■ **Exercise description**: Word for word, give the entries back.

■ **Stored items**:
PR #2560, opened 2022-09-01
FINERACT-1694: Integration of external event storage

galovics:
## Description

## Checklist


fineract-provider/src/main/java/org/apache/fineract/infrastructure/event/external/repository/domain/ExternalEvent.java
```diff
@@ -0,0 +1,75 @@
...
+import lombok.NoArgsConstructor;
+import lombok.Setter;
+import org.apache.fineract.infrastructure.core.domain.AbstractPersistableCustom;
+import org.apache.fineract.infrastructure.core.service.DateUtils;
+
+@Entity
+@Table(name = "m_external_event")
+@Getter
+@NoArgsConstructor
+public class ExternalEvent extends AbstractPersistableCustom {
```
adamsaghy, line 40: Please use the AbstractAuditableWithUTCDateTimeCustom and auditing will be handled automatically!

fineract-provider/src/main/java/org/apache/fineract/infrastructure/event/external/repository/domain/ExternalEvent.java
```diff
@@ -0,0 +1,75 @@
...
+
+    @Column(name = "created_at", nullable = false)
+    private OffsetDateTime createdAt;
+
+    @Enumerated(EnumType.STRING)
+    @Column(name = "status", nullable = false)
+    @Setter
+    private ExternalEventStatus status;
+
+    @Column(name = "sent_at", nullable = false)
```
adamsaghy: It should be nullable, we will send it asynchronously at a later point in time.

fineract-provider/src/main/java/org/apache/fineract/infrastructure/event/external/repository/domain/ExternalEventStatus.java
```diff
@@ -0,0 +1,23 @@
...
+ * software distributed under the License is distributed on an
+ * "AS IS" BASIS, WITHOUT WARRANTIES OR CONDITIONS OF ANY
+ * KIND, either express or implied. See the License for the
+ * specific language governing permissions and limitations
+ * under the License.
+ */
+package org.apache.fineract.infrastructure.event.external.repository.domain;
+
+public enum ExternalEventStatus {
+    TO_BE_SENT, SENT
```
adamsaghy, line 22: Should be there an error status as well?

adamsaghy (commented):
I was wondering whether we should have tests to execute the serializers with "real" data to validate their proper behaviour.

fineract-provider/src/main/java/org/apache/fineract/infrastructure/event/external/repository/domain/ExternalEvent.java
galovics: Intentionally didn't use that one since I didn't want auditing, only a creation date.

fineract-provider/src/main/java/org/apache/fineract/infrastructure/event/external/repository/domain/ExternalEvent.java
galovics: Yep, nice catch. I already changed the Liquibase script to be nullable. ;-)

fineract-provider/src/main/java/org/apache/fineract/infrastructure/event/external/repository/domain/ExternalEventStatus.java
galovics: Well, not really because if for some reason we won't be able to send the message, for example due to an outage on the message channel, we'll just retry it next time.

galovics:
> I was wondering whether we should have tests to execute the serializers with "real" data to validate their proper behaviour.

The external events feature is enabled during the integration tests and all the serializers are triggered. Note, if any of the serialization logic fails, the test case will also fail since the serializers are executed within the same transaction as the business operation.

adamsaghy (approved):
LGTM

build.gradle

■ **Task output**:
PR #2560, opened 2022-09-01
FINERACT-1694: Integration of external event storage

galovics:
## Description

## Checklist


fineract-provider/src/main/java/org/apache/fineract/infrastructure/event/external/repository/domain/ExternalEvent.java
```diff
@@ -0,0 +1,75 @@
...
+import lombok.NoArgsConstructor;
+import lombok.Setter;
+import org.apache.fineract.infrastructure.core.domain.AbstractPersistableCustom;
+import org.apache.fineract.infrastructure.core.service.DateUtils;
+
+@Entity
+@Table(name = "m_external_event")
+@Getter
+@NoArgsConstructor
+public class ExternalEvent extends AbstractPersistableCustom {
```
adamsaghy, line 40: Please use the AbstractAuditableWithUTCDateTimeCustom and auditing will be handled automatically!

fineract-provider/src/main/java/org/apache/fineract/infrastructure/event/external/repository/domain/ExternalEvent.java
```diff
@@ -0,0 +1,75 @@
...
+
+    @Column(name = "created_at", nullable = false)
+    private OffsetDateTime createdAt;
+
+    @Enumerated(EnumType.STRING)
+    @Column(name = "status", nullable = false)
+    @Setter
+    private ExternalEventStatus status;
+
+    @Column(name = "sent_at", nullable = false)
```
adamsaghy: It should be nullable, we will send it asynchronously at a later point in time.

fineract-provider/src/main/java/org/apache/fineract/infrastructure/event/external/repository/domain/ExternalEventStatus.java
```diff
@@ -0,0 +1,23 @@
...
+ * software distributed under the License is distributed on an
+ * "AS IS" BASIS, WITHOUT WARRANTIES OR CONDITIONS OF ANY
+ * KIND, either express or implied. See the License for the
+ * specific language governing permissions and limitations
+ * under the License.
+ */
+package org.apache.fineract.infrastructure.event.external.repository.domain;
+
+public enum ExternalEventStatus {
+    TO_BE_SENT, SENT
```
adamsaghy, line 22: Should be there an error status as well?

adamsaghy (commented):
I was wondering whether we should have tests to execute the serializers with "real" data to validate their proper behaviour.

fineract-provider/src/main/java/org/apache/fineract/infrastructure/event/external/repository/domain/ExternalEvent.java
galovics: Intentionally didn't use that one since I didn't want auditing, only a creation date.

fineract-provider/src/main/java/org/apache/fineract/infrastructure/event/external/repository/domain/ExternalEvent.java
galovics: Yep, nice catch. I already changed the Liquibase script to be nullable. ;-)

fineract-provider/src/main/java/org/apache/fineract/infrastructure/event/external/repository/domain/ExternalEventStatus.java
galovics: Well, not really because if for some reason we won't be able to send the message, for example due to an outage on the message channel, we'll just retry it next time.

galovics:
> I was wondering whether we should have tests to execute the serializers with "real" data to validate their proper behaviour.

The external events feature is enabled during the integration tests and all the serializers are triggered. Note, if any of the serialization logic fails, the test case will also fail since the serializers are executed within the same transaction as the business operation.

adamsaghy (approved):
LGTM

build.gradle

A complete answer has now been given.